I thought I was past it. I really did, but time and emotions and the way the world works can mess up the best of plans and the best of intentions.
It has been many months now since I had my man, Hercule Poirot in my bedroom all tidy in his boxed set. For a long time, a movie or show on TV was rare. I was reading a lot and when that was not enough, listening to my audio books. I slept better than I had in years and lately, with the change in my medications, even better. A full nights sleep? It happened. I know. What was up with that. But since mid summer, everything was changing. I was kind of glad when my little boys went back to school so I wouldn't have to pretend I was brave and could sleep without TV and sleep without a light on in my room.
In the past month, it has gotten so much worse. I use the timer on the TV. I know I sleep better without the extra light on, but each and every time it clicks off and the room gets dark, I wake and it has to go back on. I thought it was just the sound of voices and did try books, but the same with audio books. As soon as the screen went dark, I woke.
I am exhausted during the day and struggle to find the will to knit, even though it is what I most want to do. But all i seem to be able to do is sleep. It's light then and I don't need to worry about the dark apparently so it is a good sleep but I feel like an infant with their days and night all switched around.
I have written about it before, that when Brian got sick, I found comfort in the undemanding mysteries of Agatha Christie and how the series of Miss Marple and Mr. Poirot became very dear friends in an odd sort of way. They helped me sleep. They helped me not to think. I am asking the same of them now. I need to not think. I need to pop on on and go to sleep comforted in the knowledge that they are there if I need them again. I have a wee night light filched from the kids room to take care of the dark problem.

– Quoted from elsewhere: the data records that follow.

PR #644, opened 2024-11-14
Add support for HTTP/3 Early Hints

indykoning:
Early hints can improve performance and lighthouse scores by returning Preload and preconnect link headers BEFORE the server has it's response ready. So JS, CSS, and fonts could be loaded before your HTML has finished downloading.

lowering the time to first paint, reducing layout shifts caused by fonts, and improving the speed at which the JS can start executing.

This will automatically install the early hints package, and configure it to work with Rapidez and all it's fallback routes.

docs: https://github.com/rapidez/docs/pull/63

(Do we want this in V2 as well?)

### DIFF
--- a/config/rapidez/routing.php
+++ b/config/rapidez/routing.php
@@ -23,4 +23,8 @@ return [
         // This does not cache the response, it caches the controller used for that page.
         'cache_duration' => 3600,
     ],
+
+    'earlyhints' => [
+        'enabled' => env('EARLY_HINTS_ENABLED', true),
+    ]
 ];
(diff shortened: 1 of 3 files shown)


config/rapidez/routing.php
```diff
@@ -23,4 +23,8 @@
         // This does not cache the response, it caches the controller used for that page.
         'cache_duration' => 3600,
     ],
+
+    'earlyhints' => [
+        'enabled' => env('EARLY_HINTS_ENABLED', true),
+    ]
```
royduin, line 29:
```suggestion

    // See: https://docs.rapidez.io/3.x/configuration.html#early-hints
    'earlyhints' => [
        'enabled' => env('EARLY_HINTS_ENABLED', true),
    ]
```

royduin:
Just v3 is fine, thanks! 🚀

PR #608, opened 2024-10-22
[3.x] Split up quantity select into 2 variants

BobWez98:
V3 PR for #595

PR #603, opened 2024-10-21
Styling quantity select / enhanced quantity select

Roene-JustBetter:
Visual fixes for quantity select(s)

_Quantity select enhanced:_
Scherm­afbeelding 2024-10-21 om 11 39 50
Scherm­afbeelding 2024-10-21 om 11 49 37

Quantity select:
Scherm­afbeelding 2024-10-21 om 12 03 09
Scherm­afbeelding 2024-10-21 om 11 49 20

PR #595, opened 2024-10-16
[2.x] Split up quantity select into 2 variants

BobWez98:
Once this is merged i'll add the PR for v3.

This PR splits up the quantity select in 2 variants; a default and a enhanced version with plus and minus buttons. They use the same props so they can be switched seamlessly. 
The use on the product page: 
```
<x-rapidez::quantity :minSaleQty="$product->min_sale_qty" model="addToCart.qty" :qtyIncrements="$product->qty_increments" />
```
Or
```
<x-rapidez::quantity.enhanced :minSaleQty="$product->min_sale_qty" model="addToCart.qty" :qtyIncrements="$product->qty_increments" />
```

This component can also be used in the cart, we replace the form [here](https://github.com/rapidez/core/blob/master/resources/views/cart/item/quantity.blade.php#L8) by:
```
<div class="flex items-center gap-1">
        <x-rapidez::quantity @change="mutate" index="item.id" model="variables.quantity" minSaleQty="(item.product.stock_item?.min_sale_qty ?? 1)" qtyIncrements="(item.product.stock_item?.qty_increments ?? 1)"/>
</div>
```
The only difference is that the default quantity needs an extra `@change` eventlistener.
or 
```
<div class="flex items-center gap-1">
        <x-rapidez::quantity.enhanced index="item.id" model="variables.quantity" minSaleQty="(item.product.stock_item?.min_sale_qty ?? 1)" qtyIncrements="(item.product.stock_item?.qty_increments ?? 1)"/>
</div>
```

Here we use the index to determine which input to update. In the EnhancedQuantitySelect.vue.

PR #645, opened 2024-11-15
Quantity refactor

royduin:
Used https://github.com/rapidez/core/pull/608 as base which is the v3 version of https://github.com/rapidez/core/pull/595. Only v2 is styled here: https://github.com/rapidez/core/pull/603 but with this that needs to applied again.

With this we've just one quantity component which is a better choice so we don't have to maintain 2 versions.

Maybe make this a v3 feature and drop the v2 PR's?

Thoughts? The cleanest would be to just have an input and only use `stepUp()` and `stepDown()` on the buttons but that's changing the DOM directly so Vue doesn't see it, if we can find another way we could get rid of the Vue component.

I also saw the `use_config_` column aren't used which could result in incorrect values, no issue within the cart as it's coming from Magento directly through GraphQL. Maybe something?

Not sure yet if Dusk will run fine as currently the `dusk="qty"` doesn't have an unique id.


resources/views/components/quantity.blade.php
```diff
@@ -0,0 +1,34 @@
...
+        >
+            <div class="bg-neutral h-0.5 w-3 hover:bg-white"></div>
+        </x-rapidez::button.outline>
+        <input
+            name="qty"
+            type="number"
+            dusk="qty"
+            class="w-14 px-1 text-center"
+            aria-label="@lang('Quantity')"
+            {{ $attributes }}
```
royduin, line 21: As an alternative we could do something like this to avoid the usage of `$attributes` twice:
```
@attributes([
    ':min' => 'qtySelect.min',
    ':max' => 'qtySelect.max',
    ':step' => 'qtySelect.step',
    'v-model.number' => $attributes->get('v-model.number'),
    'v-on:change' => $attributes->get('v-on:change'),
])
```
But this feels pretty repeating and needs to be updated manually when something else is added.

BobWez98 (dismissed):

JimmyHoenderdaal:
Need the new color changes inside here

JimmyHoenderdaal (changes requested):
This needs to be updated with the new color changes

royduin:
On hold until it's styled by @Roene-JustBetter

Roene-JustBetter:
> On hold until it's styled by @Roene-JustBetter

Styling have been changed.
Scherm­afbeelding 2024-12-12 om 13 03 01
Scherm­afbeelding 2024-12-12 om 13 13 56

Roene-JustBetter (approved):

royduin:
Thanks @Roene-JustBetter! 🚀 tomorrow I'll check the Dusk tests 🤞🏻

PR #646, opened 2024-11-15
On initial page load run init before turbo:load has been fired

indykoning:
This will make Rapidez initialize before marketing scripts, browser extensions and other scripts run.
Improving startup times of Rapidez.

Before:
image

After:
image

Currently as draft as we should figure out the best method/event to run this on in order not to impact LCP

### DIFF
--- a/resources/js/package.js
+++ b/resources/js/package.js
@@ -15,11 +15,10 @@ import useMask from './stores/useMask'
 import { swatches, clear as clearSwatches } from './stores/useSwatches'
 import { clear as clearAttributes } from './stores/useAttributes.js'
 import './vue'
-import { computed } from 'vue'
 import './fetch'
 import './filters'
 import './mixins'
-import './turbolinks'
+(() => import('./turbolinks'))()
 import './cookies'
 import './callbacks'
 import './vue-components'
@@ -116,7 +115,7 @@ function init() {
                             Turbo.visit(window.url('/search?q=' + encodeURIComponent(value)))
                         }
                     },
-                    
+
                     setSearchParams(url) {
                         window.history.pushState(window.history.state, '', new URL(url))
                     },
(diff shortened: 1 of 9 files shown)


indykoning:
After the last commit the LCP is no longer impacted.
We no longer fire before ALL browser extensions, but we do fire earlier.
After:
image

Also i've placed more in timeouts and animation frames, so they schedule their own tasks instead of putting it all on a task that's already taking too long

resources/js/package.js
```diff
@@ -59,96 +91,80 @@ function init() {
...
+            setTimeout(() => {
+                const event = new CustomEvent('vue:loaded', { detail: { vue: window.app } })
+                document.dispatchEvent(event)
+            })
+        }
+    )
 }
+
 document.addEventListener('turbo:load', init)
+setTimeout(init)
```
indykoning, line 170: This specific order of setTimeout and [requestAnimationFrame](https://github.com/rapidez/core/pull/646/files#diff-251b99eac1abebedfe294a2334032b29b5f843d0b5d0834c32c055635f79c935R94) ensures LCP is not impacted.
And ensures small task time for the `turbo:load`/evaluate script, and `vue:loaded` events by scheduling them all in their own task.

Using a setTimeout for both, a requestAnimationFrame for both, or executing this immediately and booting Vue in a requestAnimationFrame all has impact on the LCP

royduin:
So this is still work in progress? Is it tested within a real project?

royduin:
I'll change it to a draft, please mark it when it's ready to merge

indykoning:
It seems the tests were caused by the order that event listeners were being applied in.
Vue could not prevent the event listener for turbolinks causing a navigation before the vue events were fired.

Loading turbo lazily fixes this issue.

PR #651, opened 2024-11-18
Frontend colors suggestion change

Roene-JustBetter:
**Changed colors**
- highlight = neutral-100
- border = neutral-110

**Added colors**
- Enhanced color 
- Enhanced text color
_The enhanced color will most likely be used for conversions, such as "Add to Cart" buttons._

Updated tailwind.config with colors:
Scherm­afbeelding 2024-11-18 om 14 05 19

If we are going to use the colors above we should also change it in here: 
https://github.com/rapidez/reviews & https://github.com/rapidez/account

_Note_
Buttons & inputs will be replaced with the buttons from the [blade-components](https://github.com/rapidez/blade-components). There is a draft here: https://github.com/rapidez/core/pull/632

### DIFF
--- a/resources/views/checkout/steps/agreements.blade.php
+++ b/resources/views/checkout/steps/agreements.blade.php
@@ -21,7 +21,7 @@
     </x-rapidez::slideover>
 
     @if ($agreement->mode == 'AUTO')
-        <label class="text-neutral cursor-pointer underline hover:no-underline" for="{{ $agreement->agreement_id }}_agreement">
+        <label class="cursor-pointer underline hover:no-underline" for="{{ $agreement->agreement_id }}_agreement">
             {{ $agreement->checkbox_text }}
         </label>
     @else
@@ -32,7 +32,7 @@
                 dusk="agreements"
                 required
             >
-                <label class="text-neutral cursor-pointer underline hover:no-underline" for="{{ $agreement->agreement_id }}_agreement">
+                <label class="cursor-pointer underline hover:no-underline" for="{{ $agreement->agreement_id }}_agreement">
                     {{ $agreement->checkbox_text }}
                 </label>
             </x-rapidez::checkbox>
--- a/resources/views/checkout/steps/agreements.blade.php
+++ b/resources/views/checkout/steps/agreements.blade.php
@@ -21,7 +21,7 @@
     </x-rapidez::slideover>
 
     @if ($agreement->mode == 'AUTO')
-        <label class="text-gray-700 cursor-pointer underline hover:no-underline" for="{{ $agreement->agreement_id }}_agreement">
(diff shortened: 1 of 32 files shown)


resources/views/checkout/steps/agreements.blade.php
```diff
@@ -21,7 +21,7 @@
     </x-rapidez::slideover>
 
     @if ($agreement->mode == 'AUTO')
-        <label class="text-gray-700 cursor-pointer underline hover:no-underline" for="{{ $agreement->agreement_id }}_agreement">
+        <label class="text-neutral cursor-pointer underline hover:no-underline" for="{{ $agreement->agreement_id }}_agreement">
```
jordythevulder, line 24: text-neutral shouldn't be necessary since the body text is already set on the <body tag

resources/views/components/select.blade.php
```diff
@@ -10,7 +10,7 @@
         'id' => $name ?? null,
         'name' => $name ?? null,
         'dusk' => $attributes->get('v-bind:dusk') ? null : $name ?? null,
-        'class' => 'w-full py-2 pl-3 pr-8 border-gray-200 rounded focus:ring-neutral focus:border-neutral sm:text-sm'
+        'class' => 'w-full py-2 pl-3 pr-8 border border-neutral-110 rounded outline-0 ring-0 focus:ring-transparent focus:border-neutral sm:text-sm'
```
jordythevulder, line 13: border-neutral-110 shouldn't be necessary since it's set by default on the "border" class

tailwind.config.js
```diff
@@ -22,20 +22,26 @@ export default {
...
+                    DEFAULT: 'rgb(var(--neutral) / <alpha-value>)',
+                    100: 'rgb(var(--neutral-100) / <alpha-value>)',
+                    110: 'rgb(var(--neutral-110) / <alpha-value>)',
+                },
+                enhanced: {
+                    DEFAULT: 'rgb(var(--enhanced) / <alpha-value>)',
+                    text: 'rgb(var(--enhanced-text) / <alpha-value>)',
+                },
+                inactive: 'rgb(var(--inactive) / <alpha-value>)',
             },
```
jordythevulder, line 42: can enhanced be placed under secondary? this groups the default / default text and groups the neutral with the inactive. Feels a bit more complete

JimmyHoenderdaal (dismissed):

resources/views/checkout/steps/agreements.blade.php
Roene-JustBetter: Correct, I have removed this.

jordythevulder (approved):

JimmyHoenderdaal (approved):

PR #654, opened 2024-11-19
[2.x] Add support for HTTP/3 Early Hints

indykoning:
See: https://github.com/rapidez/core/pull/644

This change would require dropping L10 support as we have with V3
(due to the new middleware syntax)


royduin:
Just v3 is fine, thanks! 🚀

PR #772, opened 2025-03-14
[3.x] Make sure JSON can't be empty

Jade-GG:
If the `additional_data` column is `EMPTY` (or invalid JSON) instead of `NULL`, this query throws an error. By adding in this check we can fix this.


indykoning (approved):

royduin:
Checking for an empty string is less heavy than validating json. Do we really need to validate it?

Jade-GG:
> Checking for an empty string is less heavy than validating json. Do we really need to validate it?

I chose to validate here only to make sure you can never get an error from invalid json. I could also check for an empty string, but I wanted to cover all bases :)

indykoning:
I would assume it does have some impact in performance over a simple string check, however i do not know how much the impact is.

PR #774, opened 2025-03-17
Added config for success fail redirect path

kevinmeijer97:
Added some config to change the redirect path in case of a failed checkout.

### DIFF
--- a/config/rapidez/frontend.php
+++ b/config/rapidez/frontend.php
@@ -92,4 +92,7 @@ return [
         'auto_select_configurable_options' => false,
         'auto_select_product_options'      => false,
     ],
+
+    // The path to redirect to after a failed checkout
+    'checkout_success_fail_redirect_path' => 'cart',
 ];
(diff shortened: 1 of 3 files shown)


royduin:
Maybe we should move all checkout configs to it's own file? @indykoning? Currently it's mixed:

- https://github.com/rapidez/core/blob/a554a07fe6ed9eb558cdf243aa7625d291c8e477/config/rapidez/frontend.php#L28
- https://github.com/rapidez/core/blob/a554a07fe6ed9eb558cdf243aa7625d291c8e477/config/rapidez/system.php#L31

And should we use named routes here?

indykoning:
That might make the config nicer, do we see any other configs being added for the checkout in the future? 
If it's just the 2 this is fine, if it becomes more maybe we should do the separate config.

kevinmeijer97:
Closed for https://github.com/rapidez/core/pull/780

PR #781, opened 2025-03-21
[Instantsearch] Select super attributes when filtering by them

Jade-GG:
Not sure if I'm fully happy with how this has been written. However, I was unable to find any other way to retrieve the current list of refinements nicely inside a component.

Injecting the `instantSearchInstance` this way is how the instantsearch package itself also does it. See:
- Provide: https://github.com/algolia/instantsearch/blob/d16fb1d64212db0cff7e855a87936c0bbf2c7ce3/packages/vue-instantsearch/src/util/createInstantSearchComponent.js#L16
- Inject example: https://github.com/algolia/instantsearch/blob/d16fb1d64212db0cff7e855a87936c0bbf2c7ce3/packages/vue-instantsearch/src/mixins/widget.js#L10

Would rather not use the `widget` mixin linked here as that would add a lot of things we don't need.

For now I've made it so that, if you select multiple options from the same attribute, it doesn't pre-select anything. This is the simplest solution that also makes sense UX-wise.


indykoning (approved):

royduin:
`SuperAttribute.vue` vs within the `AddToCart.vue` where we're already handling related stuff?

indykoning:
I have managed to get it working in #797, it will merge into this branch currently

PR #782, opened 2025-03-24
[3.x] Config defaults

Jade-GG:
I've gone through the magento `config.xml` files and grabbed all of the config values that are currently being used by Rapidez or Rapidez packages, but are not from a third-party magento extension. Subsequently, I removed all the hardcoded defaults from all the `Rapidez::config` calls.

I also removed the `show_customer_address_fields` part because it is not being used anymore.


royduin:
Looking good! But the tests are failing? And this solution vs using https://developer.adobe.com/commerce/webapi/graphql/schema/store/queries/store-config/, it looks like it can return a lot of configurations: https://developer.adobe.com/commerce/webapi/graphql-api/index.html#query-storeConfig

Jade-GG:
> Looking good! But the tests are failing?

Interesting, the error makes little sense for what I've changed. I'll look into it.

> And this solution vs using https://developer.adobe.com/commerce/webapi/graphql/schema/store/queries/store-config/, it looks like it can return a lot of configurations: https://developer.adobe.com/commerce/webapi/graphql-api/index.html#query-storeConfig

You can't get the actual defaults from what I can see there, which is what we're looking for here.

royduin:
+ we should double check this now https://github.com/rapidez/core/pull/738 is merged

royduin:
> You can't get the actual defaults from what I can see there, which is what we're looking for here.

The actual value is also fine, maybe even better. For the standalone checkout https://github.com/rapidez/core/pull/711 it would be nice to remove the database access requirement. Plus with this we don't have to keep a list of defaults. We can do the query from the PHP side and cache the result? But not sure if we can use it for all configs?

Jade-GG:
> But not sure if we can use it for all configs?

Just did a check, you cannot. Things you can't use it for include checking the flat table configuration, checking if backorders are enabled, seeing which customer address values we want to have on the frontend, seeing if guests can subscribe to the newsletter, and more---I didn't even check everything here. That's not even mentioning the fact that it's impossible to get a config value from extensions.

Basically, we would have to add functionality to Compadre (or a standalone Magento extension) which we don't really want to do here because then we would *require* that for basic Rapidez functionality.

royduin:
Alrighty, todo:

- Check the tests
- Fixed the conflict
- Link to the config file from the docs so we can remove the whole table of Magento configs: https://docs.rapidez.io/3.x/configuration.html#magento-configuration

src/Models/Scopes/Product/WithProductStockScope.php
```diff
@@ -24,7 +24,7 @@ public function apply(Builder $builder, Model $model)
         // - use_config_qty_increments
 
         $builder
-            ->selectRaw('ANY_VALUE(IF(cataloginventory_stock_item.use_config_backorders, ' . $configBackorder . ', cataloginventory_stock_item.backorders)) as backorder_type')
+            ->selectRaw('ANY_VALUE(IF(cataloginventory_stock_item.use_config_backorders, ' . ($configBackorder ?: '0') . ', cataloginventory_stock_item.backorders)) as backorder_type')
```
Jade-GG, line 27: This one is kind of stupid. The correct magento default is an empty string, however we can't put an empty string into the query. Hence this fallback.

royduin:
Let's wait for @indykoning his review. When this is going to be merged we also need to merge https://github.com/rapidez/docs/pull/85

indykoning (approved):

PR #794, opened 2025-04-02
Made the variables used within the graphql component reactive

indykoning:
When trying to add a v-model to the variables of the graphql component in the same way as done with the graphql-mutation component they actually get emptied when the query gets sent.

I've found out variables isn't actually reactive for the graphql component.
This makes it work reactive since the value is updated in the data.

I've purposefully left out the "watch" prop as that seems to cause a kind of two way binding.
Where suddenly changes to dataVariables are mirrored to variables, but when runQuery gets called both dataVariables and variables get reset to the initial value.

### DIFF
--- a/resources/js/components/Graphql.vue
+++ b/resources/js/components/Graphql.vue
@@ -50,7 +50,7 @@ export default {
             return null
         }
 
-        return this.$scopedSlots.default({...this, variables: this.dataVariables})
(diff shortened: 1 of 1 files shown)


royduin:
This won't case any issues with the current usage everywhere? The `watch="false"` from the GraphQL Mutation component is used frequently: https://github.com/search?q=org%3Arapidez%20watch%3D%22false%22&type=code

PR #795, opened 2025-04-04
Added additional data to orderV2 graphql

indykoning:
Note that Magento by default has it hardcoded empty, allowing for plugins to add data (Like purchase order number).
So this will go mostly unused, but i did have a project that wanted it.


royduin:
Do we also need this in the checkout theme and confira?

I am going to need this for a while. My struggles are connected to my mom and dad. They have always been strong and generally healthy and other than the occasional big thing have not needed support or help from their kids. But they are aging rapidly and my dad is getting very frail. My dad, in particular has last the ability to swallow easily. Everyone says he is so thin and frail and they all worry that his time with us is not long. \He is very anxious and I think he is feeling very alone and scared. I don't want him to feel that way but I worry too. That is yet another piece of my framework that I may be losing soon and sweet heavens, as much as he fears going, I fear him leaving me to. I am not ready for it.
So I am bringing out the big guns to help restore a bit of something, be it the resolutions that Ms Christie always provides, or some other mystery. Poirot carried me through it before. Maybe he will again.
I will knit tomorrow. I will start a sleeve on the green sweater. I will get that one thing done. And I will have Jane and Hercule for company.